══ Data shown ══

PR #583, opened 2023-01-17
update versions for release

siddhijain:


msal4j-sdk/pom.xml
```diff
@@ -240,6 +240,8 @@
                 <configuration>
                     <source>8</source>
                     <target>8</target>
+                    <testSource>11</testSource>
```
Avery-Dunn: Seems like the builds are failing due this trying to use Java 11 to build stuff for the tests.

Is that testng update that needed Java 11 part of this release?

siddhijain: Thanks for checking. This should not be a part of this PR. I will get it removed.

Avery-Dunn (approved):

PR #594, opened 2023-02-09
Add support for both current and legacy B2C authority formats

Avery-Dunn:
Originally, MSALs needed B2C URLs to contain 'tfp' in the path to identify them as B2C authorities, so they needed to look like: `https://<some host>/tfp/<tenant>/<policy>`

However, some recent changes to B2C should ensure that all URLs have 'b2cloginc.com' as part of the host, so current B2C authorities should look like: `https://<something>.b2clogin.com/<tenant>/<policy>`

This PR adds support for the newer format, while retaining support for the legacy format until we're either confident that all customers have been moved to the new format (due to future potential Azure requirements) or we're able to make a breaking change (i.e., we're releasing MSAL Java 2.0)

### DIFF
--- a/msal4j-sdk/src/integrationtest/java/com.microsoft.aad.msal4j/TestConstants.java
+++ b/msal4j-sdk/src/integrationtest/java/com.microsoft.aad.msal4j/TestConstants.java
@@ -38,8 +38,8 @@ public class TestConstants {
     public final static String ARLINGTON_GRAPH_DEFAULT_SCOPE = "https://graph.microsoft.us/.default";
 
 
-    public final static String B2C_AUTHORITY = "https://msidlabb2c.b2clogin.com/tfp/msidlabb2c.onmicrosoft.com/";
-    public final static String B2C_AUTHORITY_URL = "https://msidlabb2c.b2clogin.com/msidlabb2c.onmicrosoft.com/";
+    public final static String B2C_AUTHORITY = "https://msidlabb2c.b2clogin.com/msidlabb2c.onmicrosoft.com/";
+    public final static String B2C_AUTHORITY_LEGACY_FORMAT = "https://msidlabb2c.b2clogin.com/tfp/msidlabb2c.onmicrosoft.com/";
     public final static String B2C_ROPC_POLICY = "B2C_1_ROPC_Auth";
     public final static String B2C_SIGN_IN_POLICY = "B2C_1_SignInPolicy";
     public final static String B2C_AUTHORITY_SIGN_IN = B2C_AUTHORITY + B2C_SIGN_IN_POLICY;
--- a/msal4j-sdk/src/main/java/com/microsoft/aad/msal4j/AbstractClientApplicationBase.java
+++ b/msal4j-sdk/src/main/java/com/microsoft/aad/msal4j/AbstractClientApplicationBase.java
@@ -373,6 +373,18 @@ public abstract class AbstractClientApplicationBase implements IClientApplicatio
             return self();
         }
 
+        /**
+         * Set URL of the authenticating B2C authority from which MSAL will acquire tokens
+         *
+         * Valid B2C authorities should look like: https://<something>.b2clogin.com/<tenant>/<policy>
+         *
+         * MSAL Java also supports a legacy B2C authority format, which looks like: https://<host>/tfp/<tenant>/<policy>
+         *
+         * However, MSAL Java will eventually stop supporting the legacy format. See here for information on how to migrate to the new format: https://aka.ms/msal4j-b2c
+         *
+         * @param val a boolean value for validateAuthority
+         * @return instance of the Builder on which method was called
+         */
         public T b2cAuthority(String val) throws MalformedURLException {
             authority = Authority.enforceTrailingSlash(val);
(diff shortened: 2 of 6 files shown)


msal4j-sdk/src/main/java/com/microsoft/aad/msal4j/AbstractClientApplicationBase.java
```diff
@@ -373,6 +373,18 @@ public T authority(String val) throws MalformedURLException {
...
         }
 
+        /**
+         * Set URL of the authenticating B2C authority from which MSAL will acquire tokens
+         *
+         * Valid B2C authorities should look like: https://<something>.b2clogin.com/<tenant>/<policy>
+         *
+         * MSAL Java also supports a legacy B2C authority format, which looks like: https://<host>/tfp/<tenant>/<policy>
+         *
+         * However, MSAL Java will eventually stop supporting the legacy format. See here for information on how to migrate to the new format: https://aka.ms/msal4j-b2c
```
siddhijain, line 383: Nice documentation!

msal4j-sdk/src/integrationtest/java/com.microsoft.aad.msal4j/TestConstants.java
```diff
@@ -38,8 +38,8 @@ public class TestConstants {
     public final static String ARLINGTON_GRAPH_DEFAULT_SCOPE = "https://graph.microsoft.us/.default";
 
 
-    public final static String B2C_AUTHORITY = "https://msidlabb2c.b2clogin.com/tfp/msidlabb2c.onmicrosoft.com/";
-    public final static String B2C_AUTHORITY_URL = "https://msidlabb2c.b2clogin.com/msidlabb2c.onmicrosoft.com/";
+    public final static String B2C_AUTHORITY = "https://msidlabb2c.b2clogin.com/msidlabb2c.onmicrosoft.com/";
+    public final static String B2C_AUTHORITY_LEGACY_FORMAT = "https://msidlabb2c.b2clogin.com/tfp/msidlabb2c.onmicrosoft.com/";
```
siddhijain, line 42: Did legacy urls have ".b2clogin.com" in them? If not, we should modify this value so the execution goes to the place where tfp is checked.

msal4j-sdk/src/main/java/com/microsoft/aad/msal4j/B2CAuthority.java
```diff
@@ -26,27 +26,42 @@ class B2CAuthority extends Authority {
...
+        //
+        // However, legacy URLs using the old format must still be supported by these sorts of checks here and elsewhere, so for the near
+        //   future at least we must consider both formats as valid until we're either sure all customers are swapped,
+        //   or until we're comfortable with a potentially breaking change
         validatePathSegments(segments);
 
-        policy = segments[2];
-
-        final String b2cAuthorityFormat = "https://%s/%s/%s/%s/";
-        this.authority = String.format(
```
siddhijain, line 44: It is better to keep the final constant out of the String.format method call. All the constants should ideally be declared separately.

siddhijain (changes requested):
1. Change the legacy test constant so it actually tests the tfp condition. 
2. Move the constant out of the try catch block.
Rest everything looks good.

msal4j-sdk/src/integrationtest/java/com.microsoft.aad.msal4j/TestConstants.java
Avery-Dunn: It seems like older B2C URLs could have it, since this constant has been unchanged since the original commit for it back in 2019: https://github.com/AzureAD/microsoft-authentication-library-for-java/blob/46c0121e8dbf2609d346565c343385f23c1c3972/src/integrationtest/java/com.microsoft.aad.msal4j/TestConstants.java#L34

I think they just weren't guaranteed to have it, which is why the original B2C_MICROSOFTLOGIN_AUTHORITY used 'login.microsoftonline.com': https://github.com/AzureAD/microsoft-authentication-library-for-java/blob/46c0121e8dbf2609d346565c343385f23c1c3972/src/integrationtest/java/com.microsoft.aad.msal4j/TestConstants.java#L41

Unfortunately it seems like ID labs updated some URLs so the old B2C_MICROSOFTLOGIN_AUTHORITY  doesn't work anymore (you fixed that when you were updating the regional formats in https://github.com/AzureAD/microsoft-authentication-library-for-java/pull/574), so I don't think there's a way for us to test a non-'b2clogin.com' URL.

msal4j-sdk/src/main/java/com/microsoft/aad/msal4j/B2CAuthority.java
Avery-Dunn: Originally I just got rid of the final entirely, because it didn't make sense to have a final in a method and have it only be used once in that method.

In the latest commit there are now constants for both the legacy and current formats (created outside the method). It's definitely more readable/maintainable to have constants for the two formats, even if they're only used once each.

siddhijain (approved):
Looks good to merge once the tests pass.

PR #596, opened 2023-02-13
regional endpoint change to always use login.microsoft.com

siddhijain:
Template updates to always call login.microsoft.com


msal4j-sdk/src/main/java/com/microsoft/aad/msal4j/AadInstanceDiscoveryProvider.java
```diff
@@ -47,7 +47,9 @@ class AadInstanceDiscoveryProvider {
 
         TRUSTED_HOSTS_SET.addAll(Arrays.asList(
                 "login.windows.net",
-                "login.microsoftonline.com"));
+                "login.microsoftonline.com",
+                "login.microsoft.com",
```
siddhijain, line 51: @Avery-Dunn  I added login.microsoft.com and sts.windows.net here. Does this look right? Why did we not have these 2 in the trusted hosts set?

Avery-Dunn: Just had a look through the file's history to confirm, and it seems like that list has been the same since 2019 (I moved things around during the first region PR, but didn't add anything to it)

My best guess is that those URLs didn't exist at the time, and simply never got added.

Avery-Dunn (approved):

msal4j-sdk/src/main/java/com/microsoft/aad/msal4j/AadInstanceDiscoveryProvider.java
bgavrilMS: Looks ok

https://login.microsoftonline.com/common/discovery/instance?api-version=1.1&authorization_endpoint=https%3A%2F%2Flogin.microsoftonline.com%2Fcommon%2Foauth2%2Fv2.0%2Fauthorize

bgavrilMS (approved):

PR #603, opened 2023-02-27
Add tests for a CIAM user and reduce test code duplication

Avery-Dunn:
This PR adds tests for a CIAM user to confirm that MSAL Java can handle them as-is, and these tests follow the list laid on in this MSAL Python PR: https://github.com/AzureAD/microsoft-authentication-library-for-python/pull/520

When writing these new tests I also simplified some of the existing ones, by reducing code duplication and made some common methods more generic/flexible. Because of this a lot of files are changed in this PR, however the important ones for the CIAM changes are:
- New method to get the CIAM test user: `LabUserProvider.getCiamUser()`
- New tests using that CIAM user:
   - `AcquireTokenInteractive.acquireTokenInteractive_Ciam()`
   - `ClientCredentialsIT.acquireTokenClientCredentials_ClientSecret_Ciam()`
   - `DeviceCodeIT.DeviceCodeFlowCIAMTest()`
   - `UsernamePasswordIT.acquireTokenWithUsernamePassword_Ciam()`

### DIFF
--- a/msal4j-sdk/src/integrationtest/java/com.microsoft.aad.msal4j/AcquireTokenSilentIT.java
+++ b/msal4j-sdk/src/integrationtest/java/com.microsoft.aad.msal4j/AcquireTokenSilentIT.java
@@ -346,7 +346,7 @@ public class AcquireTokenSilentIT {
 
     private IConfidentialClientApplication getConfidentialClientApplications() throws Exception {
         String clientId = cfg.appProvider.getOboAppId();
-        String password = cfg.appProvider.getSecret();
+        String password = cfg.appProvider.getOboAppPassword();
 
         IClientCredential credential = ClientCredentialFactory.createFromSecret(password);
 
--- a/msal4j-sdk/src/integrationtest/java/com.microsoft.aad.msal4j/AcquireTokenSilentIT.java
+++ b/msal4j-sdk/src/integrationtest/java/com.microsoft.aad.msal4j/AcquireTokenSilentIT.java
@@ -346,7 +346,7 @@ public class AcquireTokenSilentIT {
 
     private IConfidentialClientApplication getConfidentialClientApplications() throws Exception {
         String clientId = cfg.appProvider.getOboAppId();
-        String password = cfg.appProvider.getOboAppPassword();
+        String password = cfg.appProvider.getSecret();
 
         IClientCredential credential = ClientCredentialFactory.createFromSecret(password);
 
--- a/msal4j-sdk/src/integrationtest/java/com.microsoft.aad.msal4j/ClientCredentialsIT.java
+++ b/msal4j-sdk/src/integrationtest/java/com.microsoft.aad.msal4j/ClientCredentialsIT.java
@@ -5,6 +5,7 @@ package com.microsoft.aad.msal4j;
 
 import labapi.AppCredentialProvider;
 import labapi.AzureEnvironment;
+import labapi.LabUserProvider;
 import org.testng.Assert;
 import org.testng.annotations.BeforeClass;
 import org.testng.annotations.DataProvider;
@@ -24,10 +25,12 @@ import static com.microsoft.aad.msal4j.TestConstants.KEYVAULT_DEFAULT_SCOPE;
 @Test
 public class ClientCredentialsIT {
     private IClientCertificate certificate;
+    private LabUserProvider labUserProvider;
 
     @BeforeClass
     void init() throws CertificateException, UnrecoverableKeyException, NoSuchAlgorithmException, KeyStoreException, NoSuchProviderException, IOException {
         certificate = CertificateHelper.getClientCertificate();
+        labUserProvider = LabUserProvider.getInstance();
     }
 
     @Test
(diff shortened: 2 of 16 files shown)


msal4j-sdk/src/integrationtest/java/com.microsoft.aad.msal4j/ClientCredentialsIT.java
```diff
@@ -54,7 +54,17 @@ public void acquireTokenClientCredentials_ClientAssertion() throws Exception {
 
         IClientCredential credential = ClientCredentialFactory.createFromClientAssertion(clientAssertion.assertion());
 
-        assertAcquireTokenCommon(clientId, credential);
+        assertAcquireTokenCommon(clientId, credential, TestConstants.MICROSOFT_AUTHORITY);
+    }
+
+    @Test
+    public void acquireTokenClientCredentials_ClientSecret_Ciam() throws Exception {
+        String clientId = "b8e9d222-c4ee-414c-ac29-b0eff1f32400";
```
rayluo: I know this client id showed up in the second URL that I listed in the [MSAL Python PR](https://github.com/AzureAD/microsoft-authentication-library-for-python/pull/520#issue-1487352636), but our goal is to not hardcode such a client id. It should come from the first API.

msal4j-sdk/src/integrationtest/java/com.microsoft.aad.msal4j/TestConstants.java
```diff
@@ -34,6 +34,8 @@ public class TestConstants {
 
     public final static String REGIONAL_MICROSOFT_AUTHORITY_BASIC_HOST_EASTUS = "eastus.login.microsoft.com";
 
+    public final static String CIAM_AUTHORITY = MICROSOFT_AUTHORITY_HOST + "msidlabciam1.onmicrosoft.com";
```
rayluo, line 37: Can this be loaded from the 2 lab api, rather than hardcoded?

msal4j-sdk/src/integrationtest/java/com.microsoft.aad.msal4j/Config.java
```diff
@@ -37,6 +37,10 @@ public class Config {
                 appProvider = new AppCredentialProvider(azureEnvironment);
                 tenant = TestConstants.ARLINGTON_AUTHORITY_TENANT;
                 break;
+            case "ciam" :
+                tenantSpecificAuthority = TestConstants.CIAM_AUTHORITY;
+                graphDefaultScope = TestConstants.GRAPH_DEFAULT_SCOPE;
```
rayluo: Can this be loaded from the 2 lab api, rather than hardcoded? Besides, CIAM does not use the graph default scope.

msal4j-sdk/src/integrationtest/java/com.microsoft.aad.msal4j/AcquireTokenSilentIT.java
```diff
@@ -346,7 +346,7 @@ public void acquireTokenSilent_emptyScopeSet(String environment) throws Exceptio
 
     private IConfidentialClientApplication getConfidentialClientApplications() throws Exception {
         String clientId = cfg.appProvider.getOboAppId();
-        String password = cfg.appProvider.getOboAppPassword();
+        String password = cfg.appProvider.getSecret();
```
siddhijain: Why this change?

siddhijain (commented):
Looks good overall. Need to take care of failing build and integration tests.

msal4j-sdk/src/integrationtest/java/com.microsoft.aad.msal4j/AcquireTokenSilentIT.java
Avery-Dunn: I changed that method name just because the 'obo' part of the name seemed misleading: the values were coming from a method called [getSecret()](https://github.com/AzureAD/microsoft-authentication-library-for-java/blob/9683c9d0f9b5a4d28438ac63be7d8f44e2b7be51/msal4j-sdk/src/integrationtest/java/labapi/KeyVaultSecretsProvider.java#L38) which isn't restricted to just OBO-related secrets, and it was also being used in some [acquire token silent tests](https://github.com/AzureAD/microsoft-authentication-library-for-java/blob/9683c9d0f9b5a4d28438ac63be7d8f44e2b7be51/msal4j-sdk/src/integrationtest/java/com.microsoft.aad.msal4j/AcquireTokenSilentIT.java#L349) which aren't using OBO either.

However, the AppCredentialProvider class that has that method also has some other fields/methods with 'obo' in the name. I didn't change those since they weren't used in the new CIAM tests, but changing just one feels like it'd be more confusing than leaving them all. In the latest commit I reverted this change, so it's back to just being 'getOboAppPassword()'

msal4j-sdk/src/integrationtest/java/com.microsoft.aad.msal4j/TestConstants.java
Avery-Dunn: I could get it from the lab API, but we have a lot of other authority constants here. I'll probably rearrange things to retrieve most of these constants from the labs API in some future PR, but for now I'll keep it consistent and hardcode it

rayluo: Fair enough.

═══

**About this exercise**: If a line of the data holds the string "duplication", list it.

**Written answer**:
Add tests for a CIAM user and reduce test code duplication
When writing these new tests I also simplified some of the existing ones, by reducing code duplication and made some common methods more generic/flexible. Because of this a lot of files are changed in this PR, however the important ones for the CIAM changes are:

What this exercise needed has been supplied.